Hyperparameter tuning for word2vec models is challenging because it is difficult to define similarity. Since Google-word2vec was trained on a vast corpus, we selected hyperparameters, the dimension of word embedding *d* and the prior knowledge weight \(\alpha\), such that PK-word2vec is similar to Google-word2vec in terms of the distribution of the similarity scores between a given word and its 10 most similar words. In this paper we name this distribution as similarity distribution for simplicity. We did not use Snomed2vec as a reference because it is inherently a node2vec21 trained on a semantic network in the Unified Medical Language System22 rather than text data.

We set the embedding size \(d\) with a value that corresponds to the smallest Wasserstein distance23 in the similarity distributions between the two models.
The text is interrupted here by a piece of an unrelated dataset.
PR #51780, opened 2026-03-17
editor: Fix multi-line cursor expansion when multi-byte characters are involved

feitreim:
Closes #51740 

The multi-line cursor expansion operates off of byte offsets, instead of character offsets, so multi-byte characters like the umlaut cause the multi-line cursors to be weirdly offset. To fix we just convert the expansion logic to rely on utf16 characters instead of bytes.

To select \(\alpha\), we first categorized words into high-, mid-, and low-frequency ranges based on their tertiles. Then, we set \(\alpha\) with a value that corresponds to the smallest Wasserstein distance in the similarity distribution between three distinct word frequency ranges. This resulted in a comparison in an unbiased manner, since high-frequency words tended to receive better representations. When training PK-word2vec, the \(\theta\) threshold was set to the average word similarity between all the words and their 10 most similar words in the pre-trained models. We set the threshold \(\tau\) in Eq. (2) to 0.00001, batch size to 10000, and trained the model for 10 epochs.

## 2.5. Human Evaluation

To compare PK-word2vec with SGNS, we randomly sampled 1,000 words from the patient portal message vocabulary, with the same proportion of medical to non-medical words. For each term of interest, we created one group of the five most similar words generated from PK-word2vec and SGNS, respectively. To evaluate the system, we asked each reviewer to indicate which word group was more related to the word of interest. We randomized the order of the two groups in each task to avoid framing biases.
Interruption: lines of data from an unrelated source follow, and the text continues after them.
PR #51784, opened 2026-03-17
theme: Expose editor diff hunk colors

vitallium:
This PR makes editor diff hunk colors configurable from themes, instead of hardcoded values.

It introduces 6 new optional theme keys:

- `editor.diff_hunk.added.background`
- `editor.diff_hunk.added.hollow_background`
- `editor.diff_hunk.added.hollow_border`
- `editor.diff_hunk.deleted.background`
- `editor.diff_hunk.deleted.hollow_background`
- `editor.diff_hunk.deleted.hollow_border`

When a theme omits these keys, each color falls back to the existing version-control color with the previous hardcoded opacity values:

- Light defaults:
  - background_opacity = 0.16
  - hollow_background_opacity = 0.08
  - hollow_border_opacity = 0.48
- Dark defaults:
  - background_opacity = 0.12
  - hollow_background_opacity = 0.06
  - hollow_border_opacity = 0.36

There is an existing feature request https://github.com/zed-industries/zed/discussions/51667

## Screenshots

I used `Modus Themes` (Modus Vivendi) since these themes provide highly accessible themes.

Original version:

CleanShot 2026-03-17 at 20 26 41@2x

This version:

CleanShot 2026-03-17 at 20 23 09@2x

Release Notes:

- Added theme keys for configuring editor diff hunk colors.


MrSubidubi (changes requested):
Thanks for this!

Is there a particular reason as to why we just don't make the entire color configurable and have the current colors with the hardcoded opacities as a fallback? Also, do we have floats in the themes anywhere else?

vitallium:
>Is there a particular reason as to why we just don't make the entire color configurable and have the current colors with the hardcoded opacities as a fallback?

@MrSubidubi The base background color for diff hunks is already configured via `version_control` colors, so I opted to keep them as base colors but expose opacity configurations. Is your suggestion about definining new keys for `diff_hunk.` keys like `editor.diff_hunk.added.background`, `editor.diff_hunk.added.hollow_background` and so on?

crates/theme_settings/src/schema.rs
```diff
@@ -576,6 +576,30 @@ pub fn theme_colors_refinement(
...
+            .as_ref()
+            .and_then(|color| try_parse_color(color).ok()),
+        editor_diff_hunk_deleted_hollow_background: this
+            .editor_diff_hunk_deleted_hollow_background
+            .as_ref()
+            .and_then(|color| try_parse_color(color).ok()),
+        editor_diff_hunk_deleted_hollow_border: this
+            .editor_diff_hunk_deleted_hollow_border
+            .as_ref()
+            .and_then(|color| try_parse_color(color).ok()),
```
MrSubidubi: If we want to go ahead and add this, we should also be adding fallbacks here on a per-theme basis so that they fallback to the colors that would previously have been in place.

crates/editor/src/element.rs
```diff
@@ -9916,37 +9914,33 @@ impl Element for EditorElement {
...
-                            }
-                        };
-
-                        let hunk_opacity = if is_light { 0.16 } else { 0.12 };
+                        let (filled_background_color, hollow_background_color, hollow_border_color) =
+                            match diff_status.kind {
+                                DiffHunkStatusKind::Added => (
+                                    cx.theme().colors().editor_diff_hunk_added_background,
+                                    cx.theme().colors().editor_diff_hunk_added_hollow_background,
+                                    cx.theme().colors().editor_diff_hunk_added_hollow_border,
```
MrSubidubi: Let`s move for this and the one below the `cx.theme().colors()` into a variable, please.

MrSubidubi (changes requested):

crates/editor/src/element.rs
vitallium: Done, thanks!

crates/theme_settings/src/schema.rs
vitallium: Done, thanks!

MrSubidubi (approved):
Sorry for letting this sit for so long, looks good! Thanks!

PR #51801, opened 2026-03-18
Allow modals to opt out of blocking autosave

### LINKED ISSUE #47968: Inconsistent save behavior with vim mode and autosave on_focus_change
### Reproduction steps

Save behavior in vim mode with auto-save set to { "autosave": "on_focus_change" } is not consistent anymore Whether autosave is performed when switching from one edited file to another now depends on whether the switch is performed using a modal dialog or directly. In the first case, the first file is not saved automatically, in the second case it is. 

Steps to reproduce:

1. Edit file1
2. Switch to file2 with tab switch (`ctrl + ⇥`) -> file1 not saved

1. Edit file1
2. Switch to file2 with vim shortcut (`g t`) -> file1 is saved

I think the problem is that since PR #45166 autosave is now disabled for all modal dialogs, which include all file switching dialogs.

https://github.com/user-attachments/assets/1cd42a08-f5c9-4631-9b54-a1496f07869d

The video shows switching from one edited file to another. When using tab switcher or file finder the file is not save (not expected), when clicking on the tab of the other file or using vim motion `g t` is file is saved (expected).

Zed 0.221.4 
OS: macOS 15.7.3
Memory: 128GB
Architecture: aarch64

Zed 0.221.4 
OS: Ubuntu 22.04
Memory: 96GB
Architecture: x86-64

mchisolm0:
Currently, autosave behavior is guarded by 

1. if the item has lost focus and 
2. an unconditional check if a modal is active. 

This allows the TabSwitcher to block autosave when it gains focus, preventing autosave from ever triggering for the file which lost focus. 

This PR allows modals to opt out of blocking autosave, however, I am concerned having autosave trigger immediately on TabSwitcher getting focus may cause the `unwanted formatting and cursor jumps` mentioned in the comment above the `item.rs` change. I have a PR built on this one which only triggers autosave when the TabSwitcher focuses the *new* tab (#51802)

- Add ModalView::blocks_focus_change_autosave with a default of true so existing modals continue to block autosave.
- Thread the check through ModalViewHandle, ModalLayer, and Workspace and use it when deciding whether to autosave items on focus change.
- Implement TabSwitcher to return false.

Closes #47968

- N/A Aligned any UI changes with the [UI checklist](https://github.com/zed-industries/zed/blob/main/CONTRIBUTING.md#uiux-checklist)

<details><summary>Recording of fix</summary><video src="https://github.com/user-attachments/assets/3902c8bc-d050-4116-a731-c9af748aeb15">Unable to load video</video></details>

Release Notes:

- Fixed tab switcher not triggering autosave

### DIFF
--- a/crates/tab_switcher/src/tab_switcher.rs
+++ b/crates/tab_switcher/src/tab_switcher.rs
@@ -56,7 +56,11 @@ pub struct TabSwitcher {
     init_modifiers: Option<Modifiers>,
 }
 
-impl ModalView for TabSwitcher {}
+impl ModalView for TabSwitcher {
+    fn blocks_focus_change_autosave(&self) -> bool {
+        false
+    }
+}
 
 pub fn init(cx: &mut App) {
     cx.observe_new(TabSwitcher::register).detach();
--- a/crates/workspace/src/item.rs
+++ b/crates/workspace/src/item.rs
@@ -950,7 +950,7 @@ impl<T: Item> ItemHandle for Entity<T> {
                         // since the user is still interacting with the workspace.
                         let focus_handle = item.item_focus_handle(cx);
                         if !focus_handle.contains_focused(window, cx)
-                            && !workspace.has_active_modal(window, cx)
+                            && !workspace.active_modal_blocks_focus_change_autosave(cx)
                         {
                             Pane::autosave_item(&item, workspace.project.clone(), window, cx)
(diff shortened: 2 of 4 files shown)


maxdeviant:
Thanks for taking a look!

We have an alternative solution open in https://github.com/zed-industries/zed/pull/51949 that we are discussing that would supersede this one.

PR #51808, opened 2026-03-18
languages: Add outline for diff files

nishanthkarthik:

The diff file in the unit test maps to this outline below. It covers most of the format variations on the [tree-sitter-diff corpus](https://github.com/tree-sitter-grammars/tree-sitter-diff/blob/main/test/corpus/text.txt).

image

Also added a missing `tree-sitter-rust.workspace = true`. The tests did not build without this declaration.

Release Notes:

- Added outline definition for diff files


crates/languages/Cargo.toml
```diff
@@ -103,8 +103,10 @@ tree-sitter-bash.workspace = true
 tree-sitter-c.workspace = true
 tree-sitter-cpp.workspace = true
 tree-sitter-css.workspace = true
+tree-sitter-diff.workspace = true
 tree-sitter-go.workspace = true
 tree-sitter-python.workspace = true
+tree-sitter-rust.workspace = true
```
SomeoneToIgnore, line 109: Why is this needed?

SomeoneToIgnore (commented):
Thank you, this looks like a nice idea but the implementation is a bit useless?

Here, for example, for `trie.rs` I can navigate to 2 neighbor `---` and `+++` lines, and that's it, despite the diff having 5 hunks (or whatever I may call regions like `@@ -3,7 +3,7 @@`).

Image

This does not seem too useful, any way we can use hunks instead of/along with the file names too?

CI also wants the tree-sitter file to be reformatted.

PR #48338, opened 2026-02-04
git_ui: Fix branch picker deleting remote instead of remote branch

amtoaer:
Closes #48256

It appears that the current git remotes support was implemented in #42819, following the design described in https://github.com/zed-industries/zed/pull/42486#issuecomment-3524092306. That design does not include an interaction for deleting remotes, but the delete remote branch action was mistakenly implemented as deleting the remote itself.

After this PR, there should be no code paths that use `remove_remote` anymore. I've kept it for now though, as it may be useful when we introduce the corresponding interaction in the future.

We recruited two groups of reviewers for the model evaluation. The first group consisted of 330 Amazon Mechanical Turk (MTurk) workers24, recognized as “masters” due to their consistently submission of high-quality results in their history annotations. Each MTurk worker completed 100 out of the 1000 tasks and each task was answered by 33 different MTurk workers. The second group consisted of 7 medical students recruited through the Vanderbilt Institute for Clinical and Translational Research. Each medical student completed all 1,000 tasks. We set a 30-second time limit for each task; task not completed within this time limit were reassigned to a new worker.
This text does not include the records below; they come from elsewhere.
PR #51826, opened 2026-03-18
language_model: Clear the LlmApiToken first on org switch

tomhoule:
When we switch organizations, we try and refresh the token. If the token
refresh fails, we are left with the old LlmApiToken, which is for the
wrong organization. In this commit, we make sure to clear the old token
before trying a refresh on organization switch.

Release Notes:

- N/A

### DIFF
--- a/crates/language_model/src/model/cloud_model.rs
+++ b/crates/language_model/src/model/cloud_model.rs
@@ -96,7 +96,9 @@ impl LlmApiToken {
                 *lock = Some(response.token.0.clone());
                 Ok(response.token.0)
             }
-            Err(err) => match err {
+            Err(err) => {
+                *lock = None;
+                match err {
                 ClientApiError::Unauthorized => {
                     client.request_sign_out();
                     Err(err).context("Failed to create LLM token")
--- a/crates/language_model/src/model/cloud_model.rs
+++ b/crates/language_model/src/model/cloud_model.rs
@@ -63,6 +63,20 @@ impl LlmApiToken {
         Self::fetch(self.0.write().await, client, organization_id).await
     }
 
+    /// Clears the existing token before attempting to fetch a new one.
+    ///
+    /// Used when switching organizations so that a failed refresh doesn't
+    /// leave a token for the wrong organization.
+    pub async fn clear_and_refresh(
+        &self,
+        client: &Arc<Client>,
+        organization_id: Option<OrganizationId>,
+    ) -> Result<String> {
+        let mut lock = self.0.write().await;
+        *lock = None;
+        Self::fetch(lock, client, organization_id).await
+    }
+
     async fn fetch(
         mut lock: RwLockWriteGuard<'_, Option<String>>,
         client: &Arc<Client>,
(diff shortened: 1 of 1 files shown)


crates/language_model/src/model/cloud_model.rs
```diff
@@ -63,6 +63,20 @@ impl LlmApiToken {
...
+    /// leave a token for the wrong organization.
+    pub async fn clear_and_refresh(
+        &self,
+        client: &Arc<Client>,
+        organization_id: Option<OrganizationId>,
+    ) -> Result<String> {
+        let mut lock = self.0.write().await;
+        *lock = None;
+        Self::fetch(lock, client, organization_id).await
+    }
```
tomhoule, line 78: Has to be a separate method to take advantage of having that mutex guard available, so we can do the clear and the fetch atomically.

crates/language_model/src/model/cloud_model.rs
```diff
@@ -63,6 +63,20 @@ impl LlmApiToken {
...
 
+    /// Clears the existing token before attempting to fetch a new one.
+    ///
+    /// Used when switching organizations so that a failed refresh doesn't
+    /// leave a token for the wrong organization.
+    pub async fn clear_and_refresh(
+        &self,
+        client: &Arc<Client>,
+        organization_id: Option<OrganizationId>,
+    ) -> Result<String> {
```
tomhoule, line 74: Should we add a TokenRefreshMode argument to refresh() instead? I'm thinking maybe not because that would force us to change "many" call sites.

crates/language_model/src/model/cloud_model.rs
NeelChotai: Would it be possible to have the clearing logic on this match arm instead? It would fire for any errors fetching, organization or not. That could be a potential downside on `Other` but the token will be regenerated on the next LLM call anyway

tomhoule: That would completely avoid changing the API of LlmApiToken, so that sounds good. There's one case I see where clearing before trying to refresh could still be better: when the refresh request takes forever due to network or server side delays. For the whole time the request is in flight, LLM API requests would still we issued with the old token, right? We could also do both (proactive clearing, and add the clearing here too, but that would only affect the behaviour of regular refresh calls, not clear_and_refresh). WDYT?

maxdeviant: I think we want to be proactively clearing it on organization switch, rather than waiting for an error response.

NeelChotai: In that case, my preference would be to add `clear` to `LlmApiToken` and call it on the org switch path + the error path

tomhoule: Added this in the error branch:

```rust
                ClientApiError::Other(err) => {
                    *lock = None;

                    Err(err)
                }
```

NeelChotai: > In that case, my preference would be to add `clear` to `LlmApiToken` and call it on the org switch path + the error path

I just pulled the code down and realised why this isn't really possible, my suggestion was instead of having a clear and refresh at all we would just clear it on the `Err` branch always. Since we already overwrite it in the `Ok` branch, there shouldn't be old tokens around.

But the thing about using the old token whilst the request is still in-flight makes sense also.

NeelChotai: think the lock clearing should be here

```suggestion
            Err(err) => {
                *lock = None;
                match err {
```

not sure if sign out clears it

tomhoule: Indeed, it doesn't. Applying your change.

NeelChotai (approved):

To analyze the human evaluation data, we first calculated the support rate, defined as the proportion of the 1,000 tasks for which MTurk workers or medical students preferred PK-word2vec by a majority vote. Next, we employed sample skewness25 to examine the distribution of the proportion of reviewers who favored PK-word2vec in each task. This provided insights into the extent to which PK-word2vec was favored over SGNS. A larger value for left sample skew indicates a preference of PK-word2vec over SGNS. Finally, to account for the heterogeneity, we fitted a mixed-effects logistic regression model to assess which word embedding model was preferred by MTurk workers. The type of model (PK-word2vec or SGNS) and the category of the term of interest (medical or non-medical words) were variables with fixed effects. We assigned a value of 1 to the PK-word2vec model and medical words and a value of 0 to the SGNS and non-medical words in the corresponding variables.